**ASSIGNMENT:** Every entry should be copied exactly, with nothing added or dropped.
──────── ENTRIES PROVIDED
PR #861, opened 2015-10-23
Fix "fatal: destination path … already exists" on checkout

norio-nomura:
`git rev-parse --git-dir` returns not only relative path but also absolute path. When absolute path was returned, it caused "fatal: destination path" error.

```sh
% git rev-parse --git-dir
.git
% cd Carthage/Checkouts/Argo
% git rev-parse --git-dir
/Users/norio/Documents/workspace/github/Carthage/.git/modules/Carthage/Checkouts/Argo
% 
```

### DIFF
--- a/Source/CarthageKit/Git.swift
+++ b/Source/CarthageKit/Git.swift
@@ -400,10 +400,9 @@ public func isGitRepository(directoryURL: NSURL) -> SignalProducer<Bool, NoError
 
 	return launchGitTask([ "rev-parse", "--git-dir", ], repositoryFileURL: directoryURL)
 		|> map { outputIncludingLineEndings in
-			let relativeGitDirectory = outputIncludingLineEndings.stringByTrimmingCharactersInSet(.newlineCharacterSet())
-			let gitDirectory = directoryURL.URLByAppendingPathComponent(relativeGitDirectory).path
+			let relativeOrAbsoluteGitDirectory = outputIncludingLineEndings.stringByTrimmingCharactersInSet(.newlineCharacterSet())
 			var isDirectory: ObjCBool = false
-			let directoryExists = gitDirectory.map { NSFileManager.defaultManager().fileExistsAtPath($0, isDirectory: &isDirectory) } ?? false
+			let directoryExists = NSFileManager.defaultManager().fileExistsAtPath(relativeOrAbsoluteGitDirectory, isDirectory: &isDirectory)
 			return directoryExists && isDirectory
 		}
 		|> catch { _ in SignalProducer(value: false) }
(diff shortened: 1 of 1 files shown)


mdiep:
Good catch!

Using a relative path makes me a little uneasy. Could we use `NSString.absolutePath` to test if it's absolute and make it absolute if it's not?

norio-nomura:
Oh, this PR still have a bug.
When `relativeOrAbsoluteGitDirectory` is relative, that is not based on current directory of `defaultManager()`.
It needs to making absolute path based on `directoryURL`.

norio-nomura:
Thanks for reviewing.
I changed to making absolute path as your review.

Source/CarthageKit/Git.swift
```diff
@@ -400,10 +400,15 @@ public func isGitRepository(directoryURL: NSURL) -> SignalProducer<Bool, NoError
...
 	return launchGitTask([ "rev-parse", "--git-dir", ], repositoryFileURL: directoryURL)
 		|> map { outputIncludingLineEndings in
-			let relativeGitDirectory = outputIncludingLineEndings.stringByTrimmingCharactersInSet(.newlineCharacterSet())
-			let gitDirectory = directoryURL.URLByAppendingPathComponent(relativeGitDirectory).path
+			let relativeOrAbsoluteGitDirectory = outputIncludingLineEndings.stringByTrimmingCharactersInSet(.newlineCharacterSet())
+			var absoluteGitDirectory: String
+			if (relativeOrAbsoluteGitDirectory as NSString).absolutePath {
+				absoluteGitDirectory = relativeOrAbsoluteGitDirectory
+			} else {
+				absoluteGitDirectory = (directoryURL.path! as NSString).stringByAppendingPathComponent(relativeOrAbsoluteGitDirectory)
```
ikesyo: `directoryURL.URLByAppendingPathComponent` would be better.

norio-nomura: Would it be as follows?:
```
absoluteGitDirectory = directoryURL.URLByAppendingPathComponent(relativeOrAbsoluteGitDirectory).path!
```

norio-nomura: It would be as follows:
```
var absoluteGitDirectory: String?
if (relativeOrAbsoluteGitDirectory as NSString).absolutePath {
	absoluteGitDirectory = relativeOrAbsoluteGitDirectory
} else {
	absoluteGitDirectory = directoryURL.URLByAppendingPathComponent(relativeOrAbsoluteGitDirectory).path
}
var isDirectory: ObjCBool = false
let directoryExists = absoluteGitDirectory.map { NSFileManager.defaultManager().fileExistsAtPath($0, isDirectory: &isDirectory) } ?? false
```

mdiep:
That looks great! Thanks!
────────────────
**WRITTEN REPLY:**
PR #861, opened 2015-10-23
Fix "fatal: destination path … already exists" on checkout

norio-nomura:
`git rev-parse --git-dir` returns not only relative path but also absolute path. When absolute path was returned, it caused "fatal: destination path" error.

```sh
% git rev-parse --git-dir
.git
% cd Carthage/Checkouts/Argo
% git rev-parse --git-dir
/Users/norio/Documents/workspace/github/Carthage/.git/modules/Carthage/Checkouts/Argo
% 
```

### DIFF
--- a/Source/CarthageKit/Git.swift
+++ b/Source/CarthageKit/Git.swift
@@ -400,10 +400,9 @@ public func isGitRepository(directoryURL: NSURL) -> SignalProducer<Bool, NoError
 
 	return launchGitTask([ "rev-parse", "--git-dir", ], repositoryFileURL: directoryURL)
 		|> map { outputIncludingLineEndings in
-			let relativeGitDirectory = outputIncludingLineEndings.stringByTrimmingCharactersInSet(.newlineCharacterSet())
-			let gitDirectory = directoryURL.URLByAppendingPathComponent(relativeGitDirectory).path
+			let relativeOrAbsoluteGitDirectory = outputIncludingLineEndings.stringByTrimmingCharactersInSet(.newlineCharacterSet())
 			var isDirectory: ObjCBool = false
-			let directoryExists = gitDirectory.map { NSFileManager.defaultManager().fileExistsAtPath($0, isDirectory: &isDirectory) } ?? false
+			let directoryExists = NSFileManager.defaultManager().fileExistsAtPath(relativeOrAbsoluteGitDirectory, isDirectory: &isDirectory)
 			return directoryExists && isDirectory
 		}
 		|> catch { _ in SignalProducer(value: false) }
(diff shortened: 1 of 1 files shown)


mdiep:
Good catch!

Using a relative path makes me a little uneasy. Could we use `NSString.absolutePath` to test if it's absolute and make it absolute if it's not?

norio-nomura:
Oh, this PR still have a bug.
When `relativeOrAbsoluteGitDirectory` is relative, that is not based on current directory of `defaultManager()`.
It needs to making absolute path based on `directoryURL`.

norio-nomura:
Thanks for reviewing.
I changed to making absolute path as your review.

Source/CarthageKit/Git.swift
```diff
@@ -400,10 +400,15 @@ public func isGitRepository(directoryURL: NSURL) -> SignalProducer<Bool, NoError
...
 	return launchGitTask([ "rev-parse", "--git-dir", ], repositoryFileURL: directoryURL)
 		|> map { outputIncludingLineEndings in
-			let relativeGitDirectory = outputIncludingLineEndings.stringByTrimmingCharactersInSet(.newlineCharacterSet())
-			let gitDirectory = directoryURL.URLByAppendingPathComponent(relativeGitDirectory).path
+			let relativeOrAbsoluteGitDirectory = outputIncludingLineEndings.stringByTrimmingCharactersInSet(.newlineCharacterSet())
+			var absoluteGitDirectory: String
+			if (relativeOrAbsoluteGitDirectory as NSString).absolutePath {
+				absoluteGitDirectory = relativeOrAbsoluteGitDirectory
+			} else {
+				absoluteGitDirectory = (directoryURL.path! as NSString).stringByAppendingPathComponent(relativeOrAbsoluteGitDirectory)
```
ikesyo: `directoryURL.URLByAppendingPathComponent` would be better.

norio-nomura: Would it be as follows?:
```
absoluteGitDirectory = directoryURL.URLByAppendingPathComponent(relativeOrAbsoluteGitDirectory).path!
```

norio-nomura: It would be as follows:
```
var absoluteGitDirectory: String?
if (relativeOrAbsoluteGitDirectory as NSString).absolutePath {
	absoluteGitDirectory = relativeOrAbsoluteGitDirectory
} else {
	absoluteGitDirectory = directoryURL.URLByAppendingPathComponent(relativeOrAbsoluteGitDirectory).path
}
var isDirectory: ObjCBool = false
let directoryExists = absoluteGitDirectory.map { NSFileManager.defaultManager().fileExistsAtPath($0, isDirectory: &isDirectory) } ?? false
```

mdiep:
That looks great! Thanks!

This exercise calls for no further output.